Every node of Trie consists of multiple branches. Each branch represents a possible character of keys. We need to mark the last node of every key as end of word node. A Trie node field isEndOfWord is used to distinguish the node as end of word node. A simple structure to represent nodes of English alphabet can be as following,

// Trie node
class TrieNode {
   public:
    TrieNode *children[ALPHABET_SIZE];
    bool isEndOfWord;
    TrieNode() {
        isEndOfWord = false;
        for (int i = 0; i < ALPHABET SIZE; i++)
            children[i] = NULL;
    }
};

Insertion

Inserting a key into Trie is simple approach.

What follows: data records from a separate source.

PR #3307, opened 2023-02-25
fix: end2tests + print + iri

usu:
This avoid false-positive for the print end-to-end test.

My hope is this runs through, once https://github.com/carlobeltrame/hal-json-normalizer/pull/87 is integrated.

Also blocked by https://github.com/ecamp/hal-json-vuex/pull/281/files

### DIFF
--- a/frontend/cypress.config.js
+++ b/frontend/cypress.config.js
@@ -16,9 +16,13 @@ module.exports = defineConfig({
         deleteDownloads() {
           const dirPath = config.downloadsFolder
           fs.readdir(dirPath, (err, files) => {
-            for (const file of files) {
-              fs.unlink(path.join(dirPath, file), () => {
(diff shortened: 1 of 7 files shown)


usu:
@carlobeltrame & @BacLuc 
This is ready for review & merge. Printing works again & end-to-end tests are fixed to catch if print is broken again.

carlobeltrame (approved):
I feel like it would be cleaner to clean up afterEach test, but this works for now. Thanks for digging and fixing it!

simfeld (approved):

simfeld:
> I feel like it would be cleaner to clean up afterEach test, but this works for now. Thanks for digging and fixing it!

If one test doing print stuff fails before completing / fails in the after hook, you can still be sure to start clean in another test if you clean up before.

PR #3319, opened 2023-03-04
Fix docker setup instructions

carlobeltrame:
On January 2nd, @manuelmeister renamed some pages in our wiki, leading to some dead links in the README and on other wiki pages.
In #3305, @pmattmann introduced a `profile` entry in docker-compose.yml, which is incompatible with the old way of using docker compose (using `docker-compose` instead of the new `docker compose` without dash).
In #3304, @usu partially migrated our instructions to use the new `docker compose` command.

This PR attempts to return to fully working and up-to-date docker setup instructions. I also updated several Wiki entries, and translated and completely overhauled the Docker Linux setup instructions, because the recommended way of installing Docker has changed. I tested by [completely uninstalling Docker](https://askubuntu.com/questions/935569/how-to-completely-uninstall-docker) from my system, then following the instructions.
I first tried with Docker Desktop for Linux, which is now the recommended way to install Docker on Linux. But I quickly ran into performance issues, permission issues and the Docker daemon crashed several times within the first hour of me using it. So instead, I changed the instructions to recommend Docker Engine (the headless version).

### DIFF
--- a/.github/workflows/continuous-integration.yml
+++ b/.github/workflows/continuous-integration.yml
@@ -389,7 +389,7 @@ jobs:
         id: buildx
         uses: docker/setup-buildx-action@v2
 
-      # build API (using cache; provide image to docker-compose)
+      # build API (using cache; provide image to docker compose)
       - name: Build docker image (API/PHP)
         uses: docker/build-push-action@v4
         with:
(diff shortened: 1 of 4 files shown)


BacLuc (approved):

usu (approved):

manuelmeister:
Thanks 🙏

PR #3321, opened 2023-03-05
fix: prevent browserPreferredLocale from being undefined

usu:
The root cause of https://github.com/ecamp/ecamp3/pull/3318 was that browserPreferredLocale could return `undefined` (for example `de-DE` wouldn't match any our our defined locales; neither would any locale outside de,en,it,fr).

This led to errors at multiple places (see sentry).

This PR should improve detecting the language + fall back to "en" if no language is detected.

### DIFF
--- a/frontend/src/plugins/i18n/index.js
+++ b/frontend/src/plugins/i18n/index.js
@@ -109,7 +109,7 @@ Object.defineProperty(i18n, 'browserPreferredLocale', {
         return languageFallback
       }
     }
-    return 'en'
+    return fallbackLocale
   },
 })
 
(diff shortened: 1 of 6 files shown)


carlobeltrame (approved):
Ah, nice, thanks!

frontend/src/plugins/i18n/index.js
```diff
@@ -103,8 +103,13 @@ Object.defineProperty(i18n, 'browserPreferredLocale', {
...
         return language
       }
+
+      const languageFallback = language.substring(0, 2)
+      if (this.availableLocales.includes(languageFallback)) {
+        return languageFallback
+      }
     }
-    return undefined
+    return 'en'
```
pmattmann:
```suggestion
    return fallbackLocale
```

use const defined above

pmattmann (approved):

PR #3322, opened 2023-03-05
fix(deploy): correct sha and environment detection 

### LINKED ISSUE #3315: Automatic deployment to staging/prod not working
The deployment workflow fails when triggered automatically via repository_dispatch event:
https://github.com/ecamp/ecamp3/actions/runs/4302780006/jobs/7501807543

Suceeeds when triggered manually via workflow_dispatch event:
https://github.com/ecamp/ecamp3/actions/runs/4302835287/jobs/7501829261

Seems `context.payload.ref` is not set in the former case. I guess we could just use `github.event.client_payload.ref` as in the if-clause.

usu:
Fixes #3315

- Fixes workflow failure, when deployment is triggered automatically by ci-passed event
- Also fixes wrong SHA being deployed (so far, the workflow would have always deployed the SHA from devel for automatic deployments)

Tested as good as possible on my own repo

### DIFF
--- a/.github/workflows/deployment.yml
+++ b/.github/workflows/deployment.yml
@@ -13,11 +13,7 @@ on:
 jobs:
   determine-environment:
     name: Determine environment
-    if: ${{
-      (inputs.confirmDeployWithoutCI == true)
-      || (github.event.client_payload.ref == 'refs/heads/staging')
-      || (github.event.client_payload.ref == 'refs/heads/prod')
-      }}
+    if: ${{ (inputs.confirmDeployWithoutCI == true) || (github.event.action == 'ci-passed' ) }}
     outputs:
       environment: ${{ steps.get-branch-name.outputs.result }}
     runs-on: ubuntu-latest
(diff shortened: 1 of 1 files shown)


.github/workflows/deployment.yml
```diff
@@ -28,11 +24,14 @@ jobs:
         with:
           result-encoding: string
           script: |
-            return context.payload.ref.replace('refs/heads/', '')
-  
+            return (context.payload.action === 'ci-passed' ? context.payload.client_payload.ref : context.payload.ref).replace('refs/heads/', '')
```
BacLuc, line 27: a script may have more than one line :wink:

.github/workflows/deployment.yml
```diff
@@ -42,49 +41,17 @@ jobs:
...
-          echo "Git SHA: $REF"
-          echo "sha=$REF" | tr -d "\n" >> $GITHUB_OUTPUT
-
-          echo "github:"
-          <<-HEREDOC
-            ${{ toJSON(github) }}
-          HEREDOC
-          echo ""
-          echo "inputs:"
-          <<-HEREDOC
```
BacLuc, line 60: I will add this again when i make the workflow repository independent.
Its very useful to detect newlines in environment variables and secrets which break the deployment

usu: For me it didn't echo anything, so I might have used it wrongly

carlobeltrame (approved):
LGTM

.github/workflows/deployment.yml
BacLuc: no, the cat was forgotten on most debug outputs. as i said, i will add it again, no problem

BacLuc (approved):

.github/workflows/deployment.yml
usu: Ah I see, thanks

PR #3324, opened 2023-03-05
Improve compatibility with password managers

carlobeltrame:
Following the recommendations from:
https://hidde.blog/making-password-managers-play-ball-with-your-login-form/
https://developer.1password.com/docs/web/compatible-website-design/
https://html.spec.whatwg.org/multipage/form-control-infrastructure.html#autofill

and some manual testing using 1password on desktop.

I will deploy this and check it on the phone, because that's where I had more issues previously (with 1password for Android).
It'd be great if you could help out by testing with your own password managers on all your devices :)

### DIFF
--- a/e2e/specs/login.cy.js
+++ b/e2e/specs/login.cy.js
@@ -11,7 +11,7 @@ describe('Login test', () => {
   it('can login with default user', () => {
     cy.visit('/')
 
-    cy.get('[type="text"]').type('test@example.com')
+    cy.get('[type="email"]').type('test@example.com')
     cy.get('[type="password"]').type('test')
     cy.get('[type="submit').click()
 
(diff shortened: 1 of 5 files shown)


carlobeltrame:
Proposing a new password on the register page does not work yet on my 1password on Android.

manuelmeister:
It works on my iPhone

carlobeltrame:
Looks like 1password on Android simply does not support generating new passwords directly in the browser. You always have to go to the app. https://support.1password.com/android-autofill/#save-or-create-a-new-login

@manuelmeister I don't have anything else open here. Please leave a review :) thanks

manuelmeister (approved):
LGTM

usu (approved):

PR #3461, opened 2023-05-15
Only open pickers when clicking the picker button

carlobeltrame:
The time picker opening automatically when clicking into the text field is very confusing for users. This has been reported multiple independent times via email, and was also evident when observing young first-time users in a course.

Many people wish for the ability to edit the time in the time picker manually, i.e. by typing the time value into an input field. They do not notice that this is already possible. Some of them can't be blamed: On certain screen sizes (especially on small laptops and tablets), the time picker completely covers the input. Have a look:

[timepicker.webm](https://github.com/ecamp/ecamp3/assets/7566995/bd81ff53-8c6d-4a53-941b-147efa1fcdde)

For this reason, I'd like to only display the picker when explicitly clicking the picker button. To keep the behaviour consistent between all pickers (and because it was easier to implement this way), I did the change for all pickers (date picker, time picker, color picker).

### DIFF
--- a/frontend/src/components/form/base/BasePicker.vue
+++ b/frontend/src/components/form/base/BasePicker.vue
@@ -27,7 +27,6 @@ Displays a field as a picker (can be used with v-model)
           :error-messages="combinedErrorMessages"
           :filled="filled"
           :disabled="disabled"
-          @click="(...args) => onMenuOpen(on, ...args)"
           @input="debouncedParseValue"
         >
           <template v-if="icon" #prepend>
--- a/frontend/src/components/form/base/BasePicker.vue
+++ b/frontend/src/components/form/base/BasePicker.vue
@@ -27,6 +27,7 @@ Displays a field as a picker (can be used with v-model)
           :error-messages="combinedErrorMessages"
           :filled="filled"
           :disabled="disabled"
+          @click="(...args) => (openOnTextFieldClick ? onMenuOpen(on, ...args) : null)"
           @input="debouncedParseValue"
         >
           <template v-if="icon" #prepend>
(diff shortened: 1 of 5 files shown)


BacLuc (approved):

usu:
I think this was the behaviour we had before https://github.com/ecamp/ecamp3/pull/3172. Tend to agree that this is the better behaviour, but still a few points we might want to consider/discuss:

- Are we sure, we want the same behaviour for desktop and mobile? I can very much understand on desktop (=default option is to enter by keyboard and one has to actively open the picker). For mobile, isn't the normal use-case to use the picker?
- Is there anything like a standard of other popular applications that we could imitate so users are as familiar as possible?
- For color picker, this might be strange, as most people wouldn't know what to enter in the text field. At one point we might want to hide the text field completely and just show the color.

carlobeltrame:
> I think this was the behaviour we had before #3172.

Yes you are right, that was one of the changes I made in #3172 :sweat_smile: we are not completely reverting #3172 though, only this specific aspect of it, and this time based on real user testing.

>   * Are we sure, we want the same behaviour for desktop and mobile? I can very much understand on desktop (=default option is to enter by keyboard and one has to actively open the picker). For mobile, isn't the normal use-case to use the picker?

The problem for users is the other way round: On mobile and on small desktop devices, the picker covers the plain input field, which confuses the users and makes them think they have no option to type the value in manually. On big desktop devices this is not a problem. But let's discuss at the next meeting / hackathon how to proceed exactly.

carlobeltrame (commented):
Meeting discussion:
Color picker should remain with auto-open. Other changes fine.

simfeld (approved):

Every character of input key is inserted as an individual Trie node. Note that the children is an array of pointers (or references) to next level Trie nodes. The key character acts as an index into the array children. If the input key is new or an extension of existing key, we need to construct non-existing nodes of the key, and mark end of word for last node. If the input key is prefix of existing key in Trie, we simply mark the last node of key as end of word. The key length determines Trie depth.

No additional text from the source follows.